* **Stored data**
- - -

Issue #27, opened 2018-03-06
Change "WIP" status based on existing label


bartoszmajsak:

hemanik:
> Question: If we remove the label should we remove "WIP" suffix to (and the other way around)?

The proposed solution assumes 4 different cases described below that are handled for WIP PR.

*Case#1:* The PR is has a `WIP` label but the title lacks `WIP` prefix.
- The PR status is failed and the title is left as it is.

*Case#2:* The PR title contains the `WIP` prefix but no label.
- The status is failed and the label is added.

*Case#3:* The PR title is updated and `WIP` prefix is removed.
- The status is changed to success and the label is removed.

*Case#4:* The PR is updated and the `WIP` label is removed.
- The status is changed to success and the prefix is removed.

Issue #57, opened 2018-03-22
Ready-to-review label


bartoszmajsak:
When all statuses are green PR should be marked as ready-to-peer-review so that other developer can start reviewing the code without being distracted by issues which automated tools can find.

PR #189, opened 2018-06-12
 feat(#27): change status based on existing label

hemanik:
The current WIP plugin looks for the PR title prefix to set the status. The scope of this enhanced to change PR status based on the existing label.

The new behavior handles the following cases as described below:

- set the status to failure if PR either contains a `wip` label (irrespective to the title prefix) or it has a `wip` prefix in the title (in which case the label is automatically added).
- set the status to success if the PR is updated by either removing the `wip` prefix from the title (in which case the label is also removed automatically) or by removing the `wip` label (in which case, if present, the `wip` title prefix is also remove automatically).

Fixes: #27


pkg/plugin/work-in-progress/event_handler.go
```diff
@@ -178,3 +146,89 @@ func (gh *GitHubWIPPRHandler) checkTitleAndSetStatus(log log.Logger, pullRequest
...
+	for _, prefix := range prefixes {
+		pattern := `(?mi)^(\[|\()?` + prefix + `(\]|\))?(:| )+`
+		if match, _ := regexp.MatchString(pattern, title); match {
+			return prefix, true
+		}
+	}
+	return "", false
+}
+
+func (gh *GitHubWIPPRHandler) getRepositoryChange(pullRequest *gogh.PullRequest) scm.RepositoryChange {
```
MatousJobanek: This should be placed next to the `scm.RepositoryChange` struct as its constructor. And by convention, the name should start with "New"

pkg/plugin/work-in-progress/event_handler.go
```diff
@@ -178,3 +146,89 @@ func (gh *GitHubWIPPRHandler) checkTitleAndSetStatus(log log.Logger, pullRequest
...
+	statusService := gh.getStatusService(log, change)
+	labels := gh.getPullRequestLabels(log, change, pullRequest)
+	configuration := LoadConfiguration(log, change)
+
+	labelExists := gh.hasWorkInProgressLabel(labels, configuration.Label)
+	if labelExists {
+		return statusService.Failure(InProgressMessage, InProgressDetailsPageName)
+	}
+	return statusService.Success(ReadyForReviewMessage, ReadyForReviewDetailsPageName)
+}
```
MatousJobanek: the content of the methods `updateTitleAndResetStatus` and `checkLabelAndSetStatus` seem to be pretty similar. could we merge them?

pkg/plugin/work-in-progress/event_handler.go
```diff
@@ -178,3 +146,89 @@ func (gh *GitHubWIPPRHandler) checkTitleAndSetStatus(log log.Logger, pullRequest
 	return statusService.Success(ReadyForReviewMessage, ReadyForReviewDetailsPageName)
 
 }
+
+func (gh *GitHubWIPPRHandler) updateTitleAndResetStatus(log log.Logger, pullRequest *gogh.PullRequest) error {
+	change := gh.getRepositoryChange(pullRequest)
+	statusService := gh.getStatusService(log, change)
+	labels := gh.getPullRequestLabels(log, change, pullRequest)
```
MatousJobanek: Looking at the  `PullRequestEvent` struct
```go
type PullRequestEvent struct {
	// Action is the action that was performed. Possible values are:
	// "assigned", "unassigned", "review_requested", "review_request_removed", "labeled", "unlabeled",
	// "opened", "closed", "reopened", "synchronize", "edited".
	// If the action is "closed" and the merged key is false,
	// the pull request was closed with unmerged commits. If the action is "closed"
	// and the merged key is true, the pull request was merged.
	Action      *string      `json:"action,omitempty"`
	Number      *int         `json:"number,omitempty"`
	PullRequest *PullRequest `json:"pull_request,omitempty"`

	// The following fields are only populated by Webhook events.
	Changes *EditChange `json:"changes,omitempty"`
	// RequestedReviewer is populated in "review_requested", "review_request_removed" event deliveries.
	// A request affecting multiple reviewers at once is split into multiple
	// such event deliveries, each with a single, different RequestedReviewer.
	RequestedReviewer *User         `json:"requested_reviewer,omitempty"`
	Repo              *Repository   `json:"repository,omitempty"`
	Sender            *User         `json:"sender,omitempty"`
	Installation      *Installation `json:"installation,omitempty"`
	Label             *Label        `json:"label,omitempty"` // Populated in "labeled" event deliveries.
}
```
at the very end, there is the Label variable? could we use it?

MatousJobanek: And if not from this place - there is a variable `Labels  []*Label` in the `PullRequest` struct, so there shouldn't be no need to retrieve it by sending another request.

pkg/plugin/work-in-progress/event_handler.go
```diff
@@ -178,3 +146,89 @@ func (gh *GitHubWIPPRHandler) checkTitleAndSetStatus(log log.Logger, pullRequest
...
+	configuration := LoadConfiguration(log, change)
+
+	labelExists := gh.hasWorkInProgressLabel(labels, configuration.Label)
+	if !labelExists {
+		if prefix, ok := gh.IsWorkInProgress(*pullRequest.Title, configuration); ok {
+			*pullRequest.Title = strings.TrimPrefix(*pullRequest.Title, prefix)
+			err := gh.Client.EditPullRequest(change, *pullRequest.Number, pullRequest)
+			if err != nil {
+				log.Warnf("failed to update PR title [%q]. cause: %s", *pullRequest, err)
```
MatousJobanek: that should be logged as an error

pkg/plugin/work-in-progress/event_handler.go
```diff
@@ -178,3 +146,89 @@ func (gh *GitHubWIPPRHandler) checkTitleAndSetStatus(log log.Logger, pullRequest
...
+			}
+		}
+		return statusService.Success(ReadyForReviewMessage, ReadyForReviewDetailsPageName)
```
MatousJobanek: if the label was removed, but the edit of the PR [failed](https://github.com/arquillian/ike-prow-plugins/pull/189/files#diff-11865c15f9f479c8ca04795d06b465acR161) should we change the status to success as well? then it looks a bit inconsistent - the PR contains the prefix, but the status is green...
maybe, instead of logging the error https://github.com/arquillian/ike-prow-plugins/pull/189/files#diff-11865c15f9f479c8ca04795d06b465acR162 we should return it

pkg/plugin/work-in-progress/event_handler.go
```diff
@@ -178,3 +146,89 @@ func (gh *GitHubWIPPRHandler) checkTitleAndSetStatus(log log.Logger, pullRequest
...
+	if labelExists {
+		return statusService.Failure(InProgressMessage, InProgressDetailsPageName)
+	}
+	return statusService.Success(ReadyForReviewMessage, ReadyForReviewDetailsPageName)
+}
+
+func (gh *GitHubWIPPRHandler) getPullRequestLabels(log log.Logger, change scm.RepositoryChange, pullRequest *gogh.PullRequest) []*gogh.Label {
+	labels, err := gh.Client.ListPullRequestLabels(change, *pullRequest.Number)
+	if err != nil {
+		log.Warnf("failed to list labels on PR [%q]. cause: %s", *pullRequest, err)
```
MatousJobanek: log it as an error.
btw, I think that you should call `err.Error()` to get the message

pkg/plugin/work-in-progress/event_handler.go
```diff
@@ -178,3 +146,89 @@ func (gh *GitHubWIPPRHandler) checkTitleAndSetStatus(log log.Logger, pullRequest
...
+	for _, label := range labels {
+		if label.GetName() == wipLabel {
+			return true
+		}
+	}
+	return false
+}
+
+// IsWorkInProgress checks if title is marked as Work In Progress
+func (gh *GitHubWIPPRHandler) IsWorkInProgress(title string, config PluginConfiguration) (string, bool) {
```
MatousJobanek: with the ability to use labels, we should rename the method for example to: `HasWorkInProgressPrefix`

MatousJobanek: And I would probably swap the return parameters - the first would be bool, then the prefix. The reason is that the main purpose of this method is checking if the title contains the prefix, the retrieved prefix is just a side effect.

pkg/plugin/work-in-progress/event_handler.go
```diff
@@ -178,3 +146,89 @@ func (gh *GitHubWIPPRHandler) checkTitleAndSetStatus(log log.Logger, pullRequest
...
+		}
+	}
+	return gh.hasPrefix(strings.ToLower(title), prefixes)
+}
+
+func (gh *GitHubWIPPRHandler) hasPrefix(title string, prefixes []string) (string, bool) {
+	for _, prefix := range prefixes {
+		pattern := `(?mi)^(\[|\()?` + prefix + `(\]|\))?(:| )+`
+		if match, _ := regexp.MatchString(pattern, title); match {
+			return prefix, true
```
MatousJobanek: what if the prefix contains also brackets? are they matched and then removed as well? the same applies also to the colon.

pkg/plugin/work-in-progress/event_handler.go
```diff
@@ -178,3 +146,89 @@ func (gh *GitHubWIPPRHandler) checkTitleAndSetStatus(log log.Logger, pullRequest
...
+
+func (gh *GitHubWIPPRHandler) getRepositoryChange(pullRequest *gogh.PullRequest) scm.RepositoryChange {
+	return scm.RepositoryChange{
+		Owner:    *pullRequest.Base.Repo.Owner.Login,
+		RepoName: *pullRequest.Base.Repo.Name,
+		Hash:     *pullRequest.Head.SHA,
+	}
+}
+
+func (gh *GitHubWIPPRHandler) getStatusService(log log.Logger, change scm.RepositoryChange) scm.StatusService {
```
MatousJobanek: name it `newStatusService`

pkg/plugin/work-in-progress/event_handler.go
MatousJobanek: there is already such a function: https://github.com/arquillian/ike-prow-plugins/blob/master/pkg/github/service/repository_change.go so please use this one

pkg/plugin/work-in-progress/event_handler.go
```diff
@@ -146,35 +119,69 @@ func (gh *GitHubWIPPRHandler) handlePrComment(log log.Logger, comment *gogh.Issu
...
-			if err := gh.Client.AddPullRequestLabel(change, *pullRequest.Number, strings.Fields(configuration.Label)); err != nil {
-				log.Errorf("failed to add label on PR [%q]. cause: %s", *pullRequest, err)
+	labelExists := gh.hasWorkInProgressLabel(pullRequest.Labels, configuration.Label)
+	prefixExists, prefix := gh.HasWorkInProgressPrefix(*pullRequest.Title, configuration)
+
+	if prefixExists && !labelExists {
+		if labelUpdated {
+			*pullRequest.Title = strings.TrimPrefix(*pullRequest.Title, prefix)
+			if err := gh.Client.EditPullRequest(pullRequest); err != nil {
+				return fmt.Errorf("failed to update PR title [%q]. cause: %s", *pullRequest, err)
```
MatousJobanek: Correct me if I'm wrong - to get the nice format of the error (that contains a message of the original error) it is necessary to call `err.Error()` on the original error - that retrieves the message of the root cause.

pkg/plugin/work-in-progress/event_handler.go
```diff
@@ -146,35 +119,69 @@ func (gh *GitHubWIPPRHandler) handlePrComment(log log.Logger, comment *gogh.Issu
...
 			}
+			return statusService.Success(ReadyForReviewMessage, ReadyForReviewDetailsPageName)
+		}
+		if err := gh.Client.AddPullRequestLabel(change, *pullRequest.Number, strings.Fields(configuration.Label)); err != nil {
```
MatousJobanek: why `strings.Fields`? the label should be only one and can also contain a white space - eg: `work in progress`

pkg/plugin/work-in-progress/event_handler_unit_test.go
```diff
@@ -20,7 +20,8 @@ var _ = Describe("Work-in-progress Plugin features", func() {
 
 		DescribeTable("should recognize PR as work-in-progress if title starts with configured or default prefix",
 			func(title string) {
-				Expect(handler.IsWorkInProgress(title, wip.PluginConfiguration{Prefix: []string{`On Hold`}, Combine: true})).To(BeTrue())
+				state, _ := handler.HasWorkInProgressPrefix(title, wip.PluginConfiguration{Prefix: []string{`On Hold`}, Combine: true})
```
MatousJobanek: could you please also verify (in all cases) the retrieved prefix - this way you verify that the [find](https://github.com/arquillian/ike-prow-plugins/pull/189/files#diff-11865c15f9f479c8ca04795d06b465acR182) works correctly

pkg/github/client/client.go
```diff
@@ -28,6 +29,7 @@ type Client interface {
 	ListPullRequestLabels(change scm.RepositoryChange, prNumber int) ([]*gogh.Label, error)
```
MatousJobanek: is this used anywhere?

pkg/plugin/work-in-progress/event_handler_gh_test.go
```diff
@@ -49,6 +50,68 @@ var _ = Describe("Work In Progress Plugin features", func() {
...
+		It("should mark opened PR as work-in-progress when labeled with WIP", func() {
+			// given
+			NonExistingRawGitHubFiles("work-in-progress.yml", "work-in-progress.yaml")
+
+			gock.New("https://api.github.com").
+				Get("/repos/bartoszmajsak/wfswarm-booster-pipeline-test/issues/4/labels").
+				Reply(200).
+				BodyString(`[{"id": 934813958,` +
+					`"url": "https://api.github.com/repos/bartoszmajsak/wfswarm-booster-pipeline-test/labels/work-in-progress",` +
+					`"name": "work-in-progress", "color": "ededed", "default": false}]`)
```
MatousJobanek: this mock (and all other mocks for the labels listing) is not necessary - the information is taken from the PR

pkg/plugin/work-in-progress/event_handler_gh_test.go
```diff
@@ -49,6 +50,68 @@ var _ = Describe("Work In Progress Plugin features", func() {
...
+			NonExistingRawGitHubFiles("work-in-progress.yml", "work-in-progress.yaml")
+
+			gock.New("https://api.github.com").
+				Get("/repos/bartoszmajsak/wfswarm-booster-pipeline-test/issues/4/labels").
+				Reply(200).
+				BodyString("[]")
+
+			gock.New("https://api.github.com").
+				Patch("repos/bartoszmajsak/wfswarm-booster-pipeline-test/pulls/4").
+				Reply(200).
```
MatousJobanek: please add also a matcher checking that the title was correctly updated - removed the prefix including the flavours

pkg/plugin/work-in-progress/event_handler.go
hemanik: The following function used to add label expects a string array of labels. We only have one string label and that needs to be converted to a string array and hence the choice of `string.Field()`. 

The choice of converting the string to string array is done at this location instead inside the  `gh.Client.AddPullRequestLabel` because I wanted to keep this method unmodified considering this could be used elsewhere where we could have to send multiple label values. (Example: https://github.com/arquillian/ike-prow-plugins/issues/57) 
  
```
// AddLabelsToIssue adds labels to an issue.
//
// GitHub API docs: https://developer.github.com/v3/issues/labels/#add-labels-to-an-issue
func (s *IssuesService) AddLabelsToIssue(ctx context.Context, owner string, repo string, number int, labels []string) ([]*Label, *Response, error) {
```

hemanik: Thanks for the explanation @MatousJobanek, updated it.

docs/fragments/status/work-in-progress/success/wip-success.adoc
```diff
@@ -1,6 +1,6 @@
 ==== Success [[wip-success]]
 
-Your Pull Request has been approved as the plugin didn't detect any sign of work in progress (the PR title doesn't start with any of the <<index#work-in-progress-config,"work in progress prefixes">>).
+Your Pull Request has been approved as the plugin didn't detect any sign of work in progress (the PR title doesn't start with any of the <<index#work-in-progress-config,"work in progress prefixes">> or contain any "work-in-progress" label).
```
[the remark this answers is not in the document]
MatousJobanek: I see that you have updated the failure page. https://github.com/arquillian/ike-prow-plugins/pull/189/commits/39dc7fab0b670d05de519720f934c03afb5d1391
I wanted to say that you should update the success page to be same as the failure page was, not the other way around. I see that my previous comment is very confusing and also grammatically wrong, so I do not wonder that you misunderstood. Sorry for that :-) 
Could you please change both of them one more time? Thanks :-)

MatousJobanek:
[test]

- - -

* **DIRECTIONS FOR THIS TASK**
Whenever the word "hemanik" appears in a line above, copy that line.

* **RESULT OF THIS TASK**
hemanik:
hemanik:
hemanik: The following function used to add label expects a string array of labels. We only have one string label and that needs to be converted to a string array and hence the choice of `string.Field()`. 
hemanik: Thanks for the explanation @MatousJobanek, updated it.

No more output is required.